A successful real estate developer in Los Angeles;
became the deputy mayor of Los Angeles at the age of 31.
became a famous executive search CEO at the age of 35.
is a Chinese woman active in American politics, and one is issued in mainstream American society. Voice, a beautiful woman who has implemented many projects to help millions of people improve their lives, is full of enthusiasm and changes the world. In the eyes of her parents, these are not comparable to the title of "Mrs". Her parents are because of her This "leftover girl" is worried.
But there is a time in life.
She has the career she dreams of, found the husband she dreams of, and has two healthy and lovely children.
At 37 years old she met the Mr. Right in life.
married at 38;
gave birth to her first baby at 39;
Now, she is the author of the best-selling book "Don't Get Married Before 30" and a pop culture creative. She has published her second book "Take advantage of the situation at 30".
keeps enthusiasm and changes the world is what she has been doing.
she has truly lived out herself and is determined to pursue the life she wants.
this has touched me a lot, I think, many Chinese girls, It’s really hard to hold the title of “leftover woman” under tremendous pressure to get the Mr. Right who met me at the age of 37.

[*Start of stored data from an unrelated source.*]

PR #1006, opened 2022-01-20
(minor) Make Admin tool more talkative

wajda:
Change log level of some messages from DEBUG to INFO to make the output slightly more verbose. For instance, create/drop collections, index, service etc.

### DIFF
--- a/persistence/src/main/scala/za/co/absa/spline/persistence/ArangoManager.scala
+++ b/persistence/src/main/scala/za/co/absa/spline/persistence/ArangoManager.scala
@@ -18,6 +18,7 @@ package za.co.absa.spline.persistence
 
 import com.arangodb.async.ArangoDatabaseAsync
 import com.arangodb.entity.{EdgeDefinition, IndexType}
+import com.arangodb.model.Implicits.IndexOptionsOps
 import com.arangodb.model._
 import org.apache.commons.io.FilenameUtils
 import org.slf4s.Logging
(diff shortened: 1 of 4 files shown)


persistence/src/main/scala/za/co/absa/spline/persistence/ArangoManager.scala
```diff
@@ -127,18 +128,21 @@ class ArangoManagerImpl(
...
         throw new IllegalArgumentException(s"Arango Database ${db.name()} already exists")
       else if (exists && dropIfExists) {
-        log.debug("Drop existing database")
+        log.info(s"Drop database: ${db.name}")
         db.drop().toScala
       }
-      else Future.successful(Unit)
-    } yield Unit
+      else Future.successful({})
+    } yield {}
```
cerveada, line 135: In my opinion, `{}` instead of `Unit` is making the code harder to understand.

cerveada (approved):

persistence/src/main/scala/za/co/absa/spline/persistence/ArangoManager.scala
wajda: The reason why I removed `Unit` is because it is _not_ an instance of the type `Unit`. The only instance of it is `()`. So the proper writing of the end of that `for` block would be one of these: `yield ()`, `yield {()}` or `yield {}`

cerveada: OK, so it's correct. Still, it's a bit confusing. There is a `Future.unit` but only in Scala 2.12:
https://www.scala-lang.org/api/2.12.15/scala/concurrent/Future$.html#unit:scala.concurrent.Future[Unit]

Let's keep it as it is for now.

PR #1010, opened 2022-01-27
spline #1009 Remove obsolete producer model v1.1

### LINKED ISSUE #1009: Remove obsolete producer model v1.1

wajda:
- rename `producer-model-v1.1` module to `producer-model-v1.2`
- remove Producer model 1.1 related source code from the project, and replace it with a dependency on an external artifact.
- update related POMs accordingly


kafka-gateway/pom.xml
```diff
@@ -46,14 +46,28 @@
...
             <groupId>za.co.absa.spline</groupId>
-            <artifactId>producer-model-mapper</artifactId>
+            <artifactId>producer-model-v1.2</artifactId>
             <version>${project.version}</version>
         </dependency>
+
+        <!-- deprecated models -->
+
+        <dependency>
+            <groupId>za.co.absa.spline</groupId>
```
AdrianOlosutean, line 64: Why still keeping this?

AdrianOlosutean (dismissed):

cerveada:
The build is falling
```
Could not find artifact za.co.absa.spline:producer-model-v1.1:jar:1.0.0-SNAPSHOT
```
Looks like there is still wrong dependecny somewhere?

kafka-gateway/pom.xml
wajda: Both Kafka and REST endpoints of Spline Producer API provide backward compatibility with some of the older models via the model mapper. The concrete models are defined as optional dependencies for the mapper, thus the client modules have to explicitly declare what models they actually support.

cerveada (approved):

PR #476, opened 2020-03-27
write/line: avoid division if minimum instruction length is 1

### LINKED ISSUE #468: [LineProgram] Don't make LineEncoding configurable
This would likely make it possible for LLVM to optimize a division away which accounts for ~30% of the time in `generate_row`. I don't see much use for it anyway.

https://github.com/gimli-rs/gimli/blob/1e49ffc9af4ec64a1b7316924d73c933dd7157c5/src/write/line.rs#L471

and

https://github.com/gimli-rs/gimli/blob/1e49ffc9af4ec64a1b7316924d73c933dd7157c5/src/write/line.rs#L475

philipc:
Fixes #468 

I haven't done any performance measurements, but a similar change was significant when reading.
cc @bjorn3

### DIFF
--- a/src/write/line.rs
+++ b/src/write/line.rs
@@ -467,12 +467,14 @@ impl LineProgram {
 
     fn op_advance(&self) -> u64 {
         debug_assert!(self.row.address_offset >= self.prev_row.address_offset);
-        debug_assert_eq!(
-            self.row.address_offset % u64::from(self.line_encoding.minimum_instruction_length),
-            0
-        );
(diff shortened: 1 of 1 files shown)


bjorn3:
This reduces the time of `LineProgram::generate_row` into which `op_advance` is inlined from 0.55% (0.44% self) to 0.24% (0.13% self) when generating the debuginfo for the `image` crate. For comparison the total amount of time spent on debuginfo generation for that crate with this patch is 1.46% of the total compilation time.

Issue #475, opened 2020-03-26
[DWARF-5] Ambiguity when reading DW_FORM_sec_offset


ggreif:
DWARF-5 spec mentions (in 7.5.5 Classes and Forms, p. 212, l. 6) that "`DW_FORM_sec_offset` is a member of more than one class". It can format the attributes `DW_AT_addr_base`, `DW_AT_stmt_list` and `DW_AT_ranges`, for example.

However when reading with `gimli`, it always seems to get resolved as `AttributeValue::DebugAddrBase`, regardless of the `DW_AT_*`.

philipc:
It isn't always `AttributeValue::DebugAddrBase`. We have [tests for some of these cases](https://github.com/gimli-rs/gimli/blob/15bea8e39208dcb045ed20600fb8f9ee8d8b2b72/src/read/unit.rs#L4036-L4071). From reading the code `DW_AT_stmt_list` and `DW_AT_ranges` should be handled correctly and since these are such common attributes I would be surprised if they are wrong. Can you be more specific about which `DW_AT` value it is getting wrong or provide a test case?

ggreif:
@philipc I am seeing `AttributeValue::DebugAddrBase` arriving in `wasmtime`. It originates from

There are many Chinese girls, but at the age when they should shine freely, they are labelled as "leftover women". I couldn’t hold my head up, and was repeatedly "friendly" and "careful" by the seven aunts and eight aunts. Maybe some girls at
were forced to enter a seemingly premature under the tremendous pressure of their parents and society. Marriage with matching or improvised conditions has begun a life of mutual husband and child.
"For single women, the pressure of marriage is always present, and the pressure does not only come from the media, nor only from the mother. "
"Society has turned the relationship that we really should cherish—marriage, into the only important relationship in a woman's life."
Chen Yu encouraged women in the book to replace "leftover women" with "prosperous women" and bravely pursue themselves The life you want.
Marriage is not a panacea for solving life problems, but an independent choice after a person is truly independent. There is no age for marriage, only the feelings that should be married.
Marriage cannot make a person complete and make you complete It's yourself.
2 As a girl, you are strong! The real sense of security comes from your own
. One of the important factors that restrain women is insecurity.
For many women, marriage has become a huge source of insecurity. . is true not only for unmarried women, but also for married women.
"She is still single and not good enough", "A good job is better than a good marriage", "Women who have children must spend more time When I am in the family and caring for my children, I am less concerned about work. "Comments such as this lead to collective insecurity among women.
So what does our sense of security come from? The answer can only be ourselves!
Our true sense of security does not come from the outside world, does not come from marriage, but from ourselves .
Chen Yu encourages women not to be bound by public opinion in the book, they should have their own achievements to gain more freedom.
At the same time, femaleIn life and work, sex lacks the positive feedback of autonomy, control, and accomplishment.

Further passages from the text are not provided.